***** Excerpted records *****

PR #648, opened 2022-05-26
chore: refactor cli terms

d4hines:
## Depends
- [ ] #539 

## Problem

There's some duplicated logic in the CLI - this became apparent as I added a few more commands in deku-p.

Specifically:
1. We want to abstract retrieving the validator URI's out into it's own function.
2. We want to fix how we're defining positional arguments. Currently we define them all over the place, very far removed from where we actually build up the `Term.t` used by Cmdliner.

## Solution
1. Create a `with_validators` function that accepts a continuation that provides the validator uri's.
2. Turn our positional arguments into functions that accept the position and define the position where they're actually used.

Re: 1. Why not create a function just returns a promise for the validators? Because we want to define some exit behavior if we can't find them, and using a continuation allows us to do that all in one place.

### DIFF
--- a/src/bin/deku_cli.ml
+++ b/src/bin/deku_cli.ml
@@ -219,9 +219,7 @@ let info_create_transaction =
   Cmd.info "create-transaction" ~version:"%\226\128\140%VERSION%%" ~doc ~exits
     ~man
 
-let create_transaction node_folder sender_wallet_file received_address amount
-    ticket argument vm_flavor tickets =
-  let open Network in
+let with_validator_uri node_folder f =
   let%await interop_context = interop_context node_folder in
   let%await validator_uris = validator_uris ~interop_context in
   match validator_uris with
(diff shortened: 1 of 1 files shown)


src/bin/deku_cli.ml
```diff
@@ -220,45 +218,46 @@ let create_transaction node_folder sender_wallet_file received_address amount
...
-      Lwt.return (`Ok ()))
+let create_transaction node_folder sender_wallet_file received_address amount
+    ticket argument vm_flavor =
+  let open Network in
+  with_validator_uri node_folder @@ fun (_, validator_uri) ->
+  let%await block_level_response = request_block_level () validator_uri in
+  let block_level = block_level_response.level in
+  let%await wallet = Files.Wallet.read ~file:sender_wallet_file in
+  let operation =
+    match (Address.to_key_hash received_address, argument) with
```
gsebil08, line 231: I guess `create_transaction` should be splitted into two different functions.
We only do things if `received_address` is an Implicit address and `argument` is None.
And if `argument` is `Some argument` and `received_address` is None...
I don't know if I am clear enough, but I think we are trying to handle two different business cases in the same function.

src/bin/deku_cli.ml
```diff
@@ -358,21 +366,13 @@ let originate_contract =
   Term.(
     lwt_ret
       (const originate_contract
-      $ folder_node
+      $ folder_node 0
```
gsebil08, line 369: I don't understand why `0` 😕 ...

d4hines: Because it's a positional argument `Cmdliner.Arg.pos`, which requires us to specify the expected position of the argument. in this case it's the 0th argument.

*****
***** Excerpted records *****

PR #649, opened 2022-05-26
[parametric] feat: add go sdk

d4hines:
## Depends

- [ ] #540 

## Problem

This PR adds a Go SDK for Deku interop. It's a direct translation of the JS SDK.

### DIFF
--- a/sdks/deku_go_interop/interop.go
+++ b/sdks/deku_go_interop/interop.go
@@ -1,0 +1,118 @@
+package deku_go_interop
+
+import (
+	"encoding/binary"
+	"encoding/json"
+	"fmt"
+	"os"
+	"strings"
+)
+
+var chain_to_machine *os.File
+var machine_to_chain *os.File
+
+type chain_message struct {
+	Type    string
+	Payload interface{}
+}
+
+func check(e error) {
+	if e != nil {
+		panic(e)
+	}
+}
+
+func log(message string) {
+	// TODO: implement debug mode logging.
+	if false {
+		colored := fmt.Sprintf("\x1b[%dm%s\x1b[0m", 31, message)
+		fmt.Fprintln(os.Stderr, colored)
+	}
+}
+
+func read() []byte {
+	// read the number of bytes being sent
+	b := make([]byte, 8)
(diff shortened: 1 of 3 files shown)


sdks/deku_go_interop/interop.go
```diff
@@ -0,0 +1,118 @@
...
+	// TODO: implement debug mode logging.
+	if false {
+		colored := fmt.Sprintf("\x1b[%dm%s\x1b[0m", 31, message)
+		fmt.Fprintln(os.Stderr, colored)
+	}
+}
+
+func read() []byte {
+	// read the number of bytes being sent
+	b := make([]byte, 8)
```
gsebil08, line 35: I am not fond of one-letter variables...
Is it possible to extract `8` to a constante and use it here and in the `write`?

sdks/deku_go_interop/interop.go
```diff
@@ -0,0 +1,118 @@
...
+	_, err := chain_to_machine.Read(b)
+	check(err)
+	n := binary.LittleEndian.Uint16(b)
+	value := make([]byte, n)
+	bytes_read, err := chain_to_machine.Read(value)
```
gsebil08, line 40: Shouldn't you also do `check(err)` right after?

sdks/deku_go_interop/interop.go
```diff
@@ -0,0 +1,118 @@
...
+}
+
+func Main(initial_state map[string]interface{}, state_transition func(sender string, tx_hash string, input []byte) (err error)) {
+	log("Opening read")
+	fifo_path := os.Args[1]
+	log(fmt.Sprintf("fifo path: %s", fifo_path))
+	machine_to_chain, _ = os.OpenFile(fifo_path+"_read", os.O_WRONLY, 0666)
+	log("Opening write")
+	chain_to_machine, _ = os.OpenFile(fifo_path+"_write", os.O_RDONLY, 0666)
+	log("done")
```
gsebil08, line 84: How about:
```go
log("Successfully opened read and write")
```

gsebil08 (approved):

*****
***** Excerpted records *****

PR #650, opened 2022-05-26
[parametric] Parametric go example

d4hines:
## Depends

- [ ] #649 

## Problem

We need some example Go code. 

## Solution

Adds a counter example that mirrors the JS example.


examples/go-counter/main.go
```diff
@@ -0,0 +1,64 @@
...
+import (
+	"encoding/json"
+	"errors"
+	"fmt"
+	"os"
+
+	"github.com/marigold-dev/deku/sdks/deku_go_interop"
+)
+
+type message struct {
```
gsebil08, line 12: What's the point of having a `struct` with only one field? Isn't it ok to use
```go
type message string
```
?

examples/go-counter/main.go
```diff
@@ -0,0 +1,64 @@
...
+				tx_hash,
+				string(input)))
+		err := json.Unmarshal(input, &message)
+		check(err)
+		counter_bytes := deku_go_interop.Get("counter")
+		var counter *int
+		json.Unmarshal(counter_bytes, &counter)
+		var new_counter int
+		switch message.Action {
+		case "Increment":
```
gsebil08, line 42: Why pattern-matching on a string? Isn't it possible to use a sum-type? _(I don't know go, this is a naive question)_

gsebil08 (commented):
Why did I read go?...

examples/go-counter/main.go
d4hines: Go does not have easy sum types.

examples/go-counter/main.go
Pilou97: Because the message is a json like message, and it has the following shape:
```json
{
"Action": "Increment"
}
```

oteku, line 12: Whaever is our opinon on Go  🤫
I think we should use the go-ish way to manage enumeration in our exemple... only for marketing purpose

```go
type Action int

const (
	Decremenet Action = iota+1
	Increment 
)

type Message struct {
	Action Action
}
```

*****

Search the material for the word "parametric" and copy every matching line.

(Written reply):
[parametric] feat: add go sdk
[parametric] Parametric go example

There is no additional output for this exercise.